* **PROBLEM STATEMENT**
Please transcribe, exactly and only, the lines of the records below from the one holding "convert azure sub id to byte string vs UTF" to the very end.

====== MATERIAL PROVIDED

Issue #46935, opened 2018-04-06
Salt not reading Azure subscription ID?


esell:
### Description of Issue/Question

I am trying to simply list the available images and/or deploy a VM to Azure using the `azurearm` driver but am running into the following error (snipped):

```
  [ERROR   ] Failed to get the output of 'azurearm.avail_images()': Parameter 'subscription_id' must be str.
Traceback (most recent call last):
  File "/usr/lib/python2.7/dist-packages/salt/cloud/__init__.py", line 874, in image_list
    data[alias][driver] = self.clouds[fun]()
  File "/usr/lib/python2.7/dist-packages/salt/cloud/clouds/azurearm.py", line 381, in avail_images
    compconn = get_conn(client_type='compute')
  File "/usr/lib/python2.7/dist-packages/salt/cloud/clouds/azurearm.py", line 323, in get_conn
    client_type=client_type, **conn_kwargs
  File "/usr/lib/python2.7/dist-packages/salt/utils/azurearm.py", line 176, in get_client
    base_url=cloud_env.endpoints.resource_manager,
  File "/usr/local/lib/python2.7/dist-packages/azure/mgmt/compute/compute_management_client.py", line 75, in __init__
    self.config = ComputeManagementClientConfiguration(credentials, subscription_id, base_url)
  File "/usr/local/lib/python2.7/dist-packages/azure/mgmt/compute/compute_management_client.py", line 41, in __init__
    raise TypeError("Parameter 'subscription_id' must be str.")
TypeError: Parameter 'subscription_id' must be str.
[DEBUG   ] LazyLoaded nested.output
azure:
    ----------
```

### Setup
My `/etc/salt/cloud.providers.d/azure.conf` looks like:

```
azure:
  driver: azurearm
  master: salt
  subscription_id: my_sub_id
  client_id: my_client_id
  secret: my_client_secret
  tenant: my_tenant_id
  location: westus
  resource_group: saltFun
  network: salt-Fun-vnet
```

### Steps to Reproduce Issue
* Install dev version of salt using bootstrap.sh script (`sh bootstrap-salt.sh -L -M -N git develop`)
* create `/etc/salt/cloud.providers.d/azure.conf`
* run `salt-cloud -l debug --list-images azure`

I did try the various quote tricks on the values in the config file, none of which seemed to do anything.

### Versions Report

Salt Version:
           Salt: 2018.3.0-300-ged8e94a

Dependency Versions:
           cffi: 1.11.5
[...]

PR #46963, opened 2018-04-09
convert azure sub id to byte string vs UTF

esell:
### What does this PR do?
convert azure subscription_id to byte string vs UTF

============

* **SOLUTION TO THE EXERCISE**
convert azure sub id to byte string vs UTF

esell:
### What does this PR do?
convert azure subscription_id to byte string vs UTF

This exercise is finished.